What is required = Check each line of the data for "preview" and select those that have it.

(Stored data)

BEGIN

PR #2257, opened 2024-08-09
Track nested spans into Zipkin

phillipleblanc:
## 🗣 Description

Instruments the `ai_completion` calls with proper nested span tracking, with optional Zipkin tracing configuration.

The next step will be to configure the OTel traces exporter to go directly into the `task_history` table and remove the existing TaskSpan code.

### Testing

Run zipkin locally:
`docker run -d -p 9411:9411 openzipkin/zipkin`

Add this Spicepod config:

```yaml
runtime:
  tracing:
    zipkin_enabled: true
    zipkin_endpoint: http://localhost:9411/api/v2/spans
```

### DIFF
--- a/crates/runtime/src/http/v1/assist.rs
+++ b/crates/runtime/src/http/v1/assist.rs
@@ -32,7 +32,6 @@ use serde::{Deserialize, Serialize};
 use serde_json::Value;
 use std::{collections::HashMap, sync::Arc};
 use tokio::sync::RwLock;
-use tracing::Instrument;
 
 use futures::StreamExt;
 
--- a/crates/runtime/src/http/v1/assist.rs
+++ b/crates/runtime/src/http/v1/assist.rs
@@ -32,6 +32,7 @@ use serde::{Deserialize, Serialize};
 use serde_json::Value;
 use std::{collections::HashMap, sync::Arc};
 use tokio::sync::RwLock;
+use tracing::Instrument;
 
 use futures::StreamExt;
 
@@ -240,8 +241,11 @@ pub(crate) async fn post(
     )
     .label("tables".to_string(), format!("{input_tables:?}"));
 
+    let tspan = tracing::span!(target: "task_history", tracing::Level::INFO, "vector_search", input_text = %payload.text);
+
     let relevant_data = match vs
         .search(payload.text.clone(), input_tables, RetrievalLimit::TopN(3))
+        .instrument(tspan)
         .await
     {
         Ok(relevant_data) => {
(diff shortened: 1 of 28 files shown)


ewgenius (approved):

crates/runtime/src/http/v1/assist.rs
```diff
@@ -240,8 +241,11 @@ pub(crate) async fn post(
     )
     .label("tables".to_string(), format!("{input_tables:?}"));
 
+    let tspan = tracing::span!(target: "task_history", tracing::Level::INFO, "vector_search", input_text = %payload.text);
+
     let relevant_data = match vs
         .search(payload.text.clone(), input_tables, RetrievalLimit::TopN(3))
+        .instrument(tspan)
```
Jeadie: We already trace practically the same span (both with name `"vector_search"`), in `vs.search`. 
https://github.com/spiceai/spiceai/pull/2257/files#diff-2099bcaabb894d8accf6f48632574ffa7633d2c2b9c4d56383a84b7e1e8c7a4fR195

crates/runtime/src/http/v1/chat.rs
```diff
@@ -50,51 +51,62 @@ pub(crate) async fn post(
...
-                match model.write().await.chat_request(req).await {
-                    Ok(response) => {
-                        let preview = response
-                            .choices
-                            .first()
-                            .map(|s| serde_json::to_string(s).unwrap_or_default())
-                            .unwrap_or_default();
-                        span.truncated_output_text(Arc::from(preview)).finish();
-                        Json(response).into_response()
+    let tspan = tracing::span!(target: "task_history", tracing::Level::INFO, "ai_completion", input_text = %serde_json::to_string(&req).unwrap_or_default());
```
Jeadie: I don't know if it's possible, but it would be convenient if the `"ai_completion"` span was produced within the `Box<dyn Chat>`'s `.chat_request` & `.chat_stream` functions. We call this method in many places (e.g. recursively in `ToolUsingChat`, and right now we'd have to keep track of all of them, and keep parameters in sync.

crates/runtime/src/model/tool_use.rs
```diff
@@ -641,153 +655,158 @@ fn make_a_stream(
...
+                                    if let Err(e) = sender_clone.send(Err(e)).await {
+                                        tracing::error!("Error sending error: {}", e);
+                                    }
+                                    return;
+                                }
+                            };
+
+                            let mut new_req = req.clone();
+                            new_req.messages.clone_from(&new_messages);
+                            match model.chat_stream(new_req).await {
```
Jeadie, line 788: Follow on from above, this is an example. Even though it's within an `ai_completion`, I think we would want to refer to this as another `ai_completion` subspan.

Jeadie: Similar question above, on L630, with `self.chat_request(new_req).await`.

END

Exercise response =
-                        let preview = response
-                        span.truncated_output_text(Arc::from(preview)).finish();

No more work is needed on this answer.